3.2 Implementation details for monolithic proxy [26]

Code used: [26] does not provide code, but [27] includes code for the UNet proxy used in [26]. We used this code for reproduction.

Proxy network training: The architecture uses a single UNet to approximate the ISP pipeline, with hyperparameters conditioned by concatenating extra planes to the features. We trained the proxy with the Adam optimizer, a learning rate of 1e-4, a batch size of 512, and 100 epochs.

The training set generation and first-order optimization method are the same as for [27].

3.3 Implementation details for CMAES [18]

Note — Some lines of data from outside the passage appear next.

PR #524, opened 2024-09-19
SL-671: redirect to a new program summary page

cioan:
@mogoodrich , here is the only change I made to the CALF to point to the new program summary page.

### DIFF
--- a/api/src/main/java/org/openmrs/module/pihcore/apploader/CustomAppLoaderFactory.java
+++ b/api/src/main/java/org/openmrs/module/pihcore/apploader/CustomAppLoaderFactory.java
@@ -3804,7 +3804,7 @@ public class CustomAppLoaderFactory implements AppFrameworkFactory {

CMAES [9,18] is a zeroth order optimization method without a neural proxy. As [18] does not provide code, we implemented CMAES using the pymoo library, enabling parallel execution on multi-core CPUs and achieving reasonable performance. This baseline does not require training.

最终决定Accept (poster)

2024-09-25

After a robust rebuttal period, the paper has been assigned the following ratings: weak accept, borderline accept (2x), and borderline reject. Two reviewers increased their ratings during the rebuttal process. The main lingering concerns from the borderline reject review relate to the motivation/justification for the selected RL algorithm and the value of including additional evaluation with more random seeds. The ACs agree that addressing these issues would strengthen the paper but do not believe they are sufficient to warrant rejection given the other strengths, including the magnitude of improvement over other approaches. The authors are encouraged to take the reviews and the post-rebuttal discussion into consideration as they prepare the camera-ready copy.